Saved data entries:
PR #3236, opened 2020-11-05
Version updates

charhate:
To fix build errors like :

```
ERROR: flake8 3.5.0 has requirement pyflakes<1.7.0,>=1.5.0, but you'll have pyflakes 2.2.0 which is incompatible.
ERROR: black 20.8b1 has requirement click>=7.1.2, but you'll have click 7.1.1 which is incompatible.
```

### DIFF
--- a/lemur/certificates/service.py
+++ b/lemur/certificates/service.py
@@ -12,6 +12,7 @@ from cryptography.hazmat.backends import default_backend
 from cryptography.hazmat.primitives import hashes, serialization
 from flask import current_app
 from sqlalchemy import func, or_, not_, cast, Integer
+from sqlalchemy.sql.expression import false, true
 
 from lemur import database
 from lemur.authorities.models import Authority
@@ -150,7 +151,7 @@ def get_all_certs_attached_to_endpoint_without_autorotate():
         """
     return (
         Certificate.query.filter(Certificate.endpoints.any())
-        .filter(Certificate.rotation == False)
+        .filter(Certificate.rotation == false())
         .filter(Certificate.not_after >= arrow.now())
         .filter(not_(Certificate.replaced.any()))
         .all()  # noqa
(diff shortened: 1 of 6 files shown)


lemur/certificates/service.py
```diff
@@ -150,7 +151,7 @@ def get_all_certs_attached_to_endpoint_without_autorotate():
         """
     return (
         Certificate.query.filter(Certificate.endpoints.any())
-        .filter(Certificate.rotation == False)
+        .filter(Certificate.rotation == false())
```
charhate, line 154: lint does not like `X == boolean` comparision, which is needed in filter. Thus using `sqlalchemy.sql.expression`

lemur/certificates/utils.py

...

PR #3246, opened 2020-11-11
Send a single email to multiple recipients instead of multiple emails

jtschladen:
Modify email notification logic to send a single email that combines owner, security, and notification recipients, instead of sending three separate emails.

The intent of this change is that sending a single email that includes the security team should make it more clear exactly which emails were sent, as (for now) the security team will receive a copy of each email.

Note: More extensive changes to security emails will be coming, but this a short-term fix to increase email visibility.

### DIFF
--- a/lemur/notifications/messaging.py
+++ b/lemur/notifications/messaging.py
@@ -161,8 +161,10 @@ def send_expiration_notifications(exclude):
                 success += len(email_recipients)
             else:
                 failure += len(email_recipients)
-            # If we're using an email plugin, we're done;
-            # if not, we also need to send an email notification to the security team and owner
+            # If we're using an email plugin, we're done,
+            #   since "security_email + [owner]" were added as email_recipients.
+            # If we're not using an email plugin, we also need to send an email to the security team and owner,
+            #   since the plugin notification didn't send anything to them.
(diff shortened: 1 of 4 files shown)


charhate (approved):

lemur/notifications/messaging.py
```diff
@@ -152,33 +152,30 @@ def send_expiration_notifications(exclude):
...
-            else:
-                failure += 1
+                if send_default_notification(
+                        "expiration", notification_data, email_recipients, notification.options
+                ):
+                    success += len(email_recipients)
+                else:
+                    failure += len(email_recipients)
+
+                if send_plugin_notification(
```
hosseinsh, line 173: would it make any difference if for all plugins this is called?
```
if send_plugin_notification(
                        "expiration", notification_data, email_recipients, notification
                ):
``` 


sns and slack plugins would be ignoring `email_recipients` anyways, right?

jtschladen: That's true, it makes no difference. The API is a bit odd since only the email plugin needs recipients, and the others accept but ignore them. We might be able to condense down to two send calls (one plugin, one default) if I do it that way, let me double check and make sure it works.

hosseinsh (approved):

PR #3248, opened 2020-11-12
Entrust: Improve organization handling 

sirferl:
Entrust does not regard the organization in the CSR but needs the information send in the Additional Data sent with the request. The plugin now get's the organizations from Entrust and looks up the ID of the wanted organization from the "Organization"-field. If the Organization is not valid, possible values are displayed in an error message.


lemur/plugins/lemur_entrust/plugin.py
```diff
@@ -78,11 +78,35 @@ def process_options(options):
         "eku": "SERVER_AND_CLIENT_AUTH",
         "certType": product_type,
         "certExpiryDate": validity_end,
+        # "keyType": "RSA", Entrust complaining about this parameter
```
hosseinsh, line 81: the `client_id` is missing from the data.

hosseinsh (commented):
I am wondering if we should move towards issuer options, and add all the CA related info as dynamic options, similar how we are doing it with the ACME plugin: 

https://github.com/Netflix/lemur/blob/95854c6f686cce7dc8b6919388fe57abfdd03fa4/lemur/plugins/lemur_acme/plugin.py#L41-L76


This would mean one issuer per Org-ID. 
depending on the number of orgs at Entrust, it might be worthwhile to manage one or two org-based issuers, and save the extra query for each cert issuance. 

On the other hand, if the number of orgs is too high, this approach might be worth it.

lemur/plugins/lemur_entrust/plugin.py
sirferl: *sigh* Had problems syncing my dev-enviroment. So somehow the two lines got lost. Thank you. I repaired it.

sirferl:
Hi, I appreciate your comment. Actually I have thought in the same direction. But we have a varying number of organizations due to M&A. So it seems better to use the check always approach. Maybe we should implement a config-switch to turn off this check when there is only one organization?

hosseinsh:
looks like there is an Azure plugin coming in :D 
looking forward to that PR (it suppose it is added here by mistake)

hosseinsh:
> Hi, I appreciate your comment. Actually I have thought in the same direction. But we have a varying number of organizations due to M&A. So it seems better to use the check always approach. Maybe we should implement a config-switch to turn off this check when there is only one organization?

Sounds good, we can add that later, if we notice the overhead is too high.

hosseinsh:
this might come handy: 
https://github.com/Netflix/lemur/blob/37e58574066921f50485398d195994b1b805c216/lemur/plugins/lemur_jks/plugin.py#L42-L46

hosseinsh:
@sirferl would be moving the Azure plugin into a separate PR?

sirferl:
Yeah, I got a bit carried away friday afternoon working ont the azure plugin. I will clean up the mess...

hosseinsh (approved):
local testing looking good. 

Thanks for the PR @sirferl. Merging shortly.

> [What this task involves]:
Each line of the entries above that contains "single" is to be copied.

> [Solution]:
Send a single email to multiple recipients instead of multiple emails
Modify email notification logic to send a single email that combines owner, security, and notification recipients, instead of sending three separate emails.
The intent of this change is that sending a single email that includes the security team should make it more clear exactly which emails were sent, as (for now) the security team will receive a copy of each email.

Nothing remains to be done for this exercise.